Will the Israelis subject the Palestinians to a full-on genocide? I think that’s a likely event, given that he USA supports Israel without question or hesitation. The USA already turns a blind eye to Israel’s nuclear weapons. The USA already does not press Israel to be specific about where its eastern border actually is. The USA already has a reporting network that refuses to be honest about the suffering there, not allowing photos and eyewitness reporter evidence to appear without Israel’s official denial of said evidence, as blatant as a Turk saying there never was an Armenian genocide.
Here’s where I’ll make a departure from Mr. Fisk and extend a prediction of events in Israel. The genocide there will not be of the hurried, Nazi variety. The Nazis knew they were running out of time after they failed to take down Russia in 1941. The Israelis know that time is against them, but in a matter of decades, not years. They can afford either the Russian or Republica Srpska approach. They can squeeze out the Palestinians, demand a blockade against them while they continue to receive arms, and drive them from their lands. There are 6 million Palestinians outside of Israel and the Occupied Territories. There are also 6 million Armenians outside of Turkey, so there’s a parallel for you.
Palestinian violence will continue as long as Israeli violence is directed against them. If the Palestinians ever looked set to take Israel by storm, Israeli nuclear weapons are likely buried underneath their cities, ready to detonate and deny the Palestinians those targets, just as the Apartheid South African government was prepared to do the same in the event of an ANC military victory. If Israel ever became the victim of a nuclear attack itself, it would make other people in Syria, Iran, and Lebanon victims as well.

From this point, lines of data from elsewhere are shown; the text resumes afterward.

PR #3410, opened 2026-09-22
fix(tests): add missing requests and response filters for vcr cassettes

elwinar:


vcr/vcr.go
```diff
@@ -60,6 +55,16 @@ func cassetteRequestFilter(i *cassette.Interaction) error {
...
 		ReplaceAllString(i.Request.Body, "pack.local/builder/11111111111111111111")
 
+	for k, vs := range i.Request.Form {
+		for i, v := range vs {
+			vs[i] = regexp.MustCompile(`(.+)organization_id=[0-9a-f-]{36}(.+)`).
+				ReplaceAllString(v, "${1}organization_id=11111111-1111-1111-1111-111111111111${2}")
+			vs[i] = regexp.MustCompile(`(.+)?SCW[0-9A-Z]{17}(.+)?`).
+				ReplaceAllString(v, "${1}SCWXXXXXXXXXXXXXXXXX${2}")
+		}
+		i.Request.Form[k] = vs
```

There is no good guys vs. bad guys in this case. I am of the belief that the wicked destroy the wicked and, being wicked, see nothing wrong in slaughtering innocents caught in the crossfire. I don’t see any way out of this unless the USA unilaterally abandons Israel as an ally, which is not going to happen. The USA made a mistake in creating the state of Israel and, as an empire, can not withdraw that support without losing its power. Therefore, the USA’s will to empire has entrapped it in a violent snare from which it refuses to escape.
In Tarkovsky’s film “Stalker,” the main character says that weakness and flexibility are signs of life – the weak ask for help and the flexible bend in the face of forces that would otherwise destroy them. The character then said that strength and inflexibility always go with death. The strong and inflexible stand firm, sure that they can face down the very thing that is guaranteed to destroy them. Their strength and inflexibility blinds them to the dangers in their face. Sadly, both the USA and Israel are strong and inflexible.